Я опустила голову, стараясь собрать воедино важные детали воспоминаний. Что было не просто, учитывая, сколько времени у меня ушло на попытки их забыть.
— Лиззи взбунтовалась, и от этого все стало только хуже. Она ненавидела весь мир, и кто мог ее винить? По крайней мере, когда она вела себя как эгоистичный, незрелый ребенок, за всем этим скрывалась настоящая причина, и у нее она была только одна. Ее поймали на краже в магазине. Мне удалось договориться с его владельцем, чтобы тот не выдвигал обвинений. Видимо испуг заставил ее остепениться. Она успокоилась, вернулась к школьным занятиям. Одной из нас нужно было поступить в колледж, и, несмотря на то, что я старалась, у меня не оставалось иного варианта, кроме как перейти на домашнее обучение.
Какую гребаную сцену я разыграла. Взбешенная, я моргнула и вытерла слезы.
— Знаешь, вообще-то, мне хотелось поддержать тебя. Любым способом.
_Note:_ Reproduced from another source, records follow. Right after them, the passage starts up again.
PR #9424, opened 2021-06-10
fix(types): add nuxt.config alias type

unrevised6419:
https://nuxtjs.org/docs/2.x/directory-structure/nuxt-config#alias


danielroe (approved):
Thank you! ❤️

clarkdo (approved):

PR #20126, opened 2023-04-07
feat(nuxt): prompt to install `devtools` when it's enabled

antfu:
### ❓ Type of change

### 📚 Description

This is for v3.4. We will ship `@nuxt/devtools` with `nuxt` and make it easier to opt-in by add `devtools: true` in the config. DevTools is still an experimental feature, and the changes will not be reflected on Nuxt's version.

### 📝 Checklist


antfu:
Mark it as a draft for now. I will need to work on the devtools for the install script and bump the version

pi0:
Currently, `@nuxt/devtools` has 12MB download and 76.2MB install size addition (https://packagephobia.com/result?p=%40nuxt%2Fdevtools).

Also as discussed in team meeting, adding direct dependency makes it harder for users to choose a major version of ad-hoc modules like devtools and image.

I love the idea of providing devtools out of the box but it can be installed on first use automatically as a user project dependency using nypm.

danielroe:
What about when using `nuxi upgrade`, if new version is v3.4+ and no devtools installed, we offer to install it instead and add it to the upgrade command? Then only thing required to enable is `devtools: true` in nuxt.config, as in this PR?

pi0:
Seems good idea with `upgrade` integration 💯 

Since schema resolvers can be async, we can check if flag is enabled and dependency not installed, to ask for installing it (if user says no, we simply disable flag)

antfu:
I pushed the change to make it prompt for auto-install. Which inevitably introduced three new dependencies (`local-pkg`, `nypm`, and `prompts`). Later we could move some functionality from `local-pkg` to `nypm` but I think it's non-blocking in this case.

For that is worth it, I managed to reduce devtools's package from 13MB to 3MB. And the install size doesn't present much as most are shared with Nuxt. So the total additional size would be around 5MB (where `nuxt` itself is 123MB, so I consider it quite acceptable).

danielroe:
I'm not worried about the extra size of the devtools dependency; I think it's worth it.

packages/nuxt/src/core/features.ts
```diff
@@ -0,0 +1,35 @@
...
+  })
+
+  if (!confirm) {
+    return false
+  }
+
+  logger.info(`Installing ${name}...`)
+  try {
+    await addDependency(name, {
+      cwd: rootDir
```
pi0, line 27: I think we should enable `dev: true` to add as dev dependency similar to `nuxt` one in starter

packages/nuxt/src/core/features.ts
```diff
@@ -0,0 +1,35 @@
+import { addDependency } from 'nypm'
+import { isPackageExists } from 'local-pkg'
+import { logger } from '@nuxt/kit'
+import prompts from 'prompts'
+
+export async function ensurePackageInstalled (rootDir: string, name: string) {
```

Его молчание убивало меня.
— Вот такой вот мой рассказ о горе, — я улыбнулась ему. Не сомневаюсь, что выглядело это так же дерьмово, как и ощущалось.
— У мамы рак яичников, — сказал он; его голос звучал грубо. — Они говорят, ей осталось пара месяцев в лучшем случае...
От его слов у меня, казалось, остановилось сердце. Остановилось время. И все остальное.
— О, Мал.
Он откинул назад свои волосы, скрестил руки за головой.
— Она охрененно счастлива видеть, что ты со мной. Все продолжала говорить о тебе за ужином, о том, какая ты замечательная. Ты стала ее сбывшийся мечтой — она всегда желала для меня такую девушку. Теперь же она хочет, чтобы я осел на время.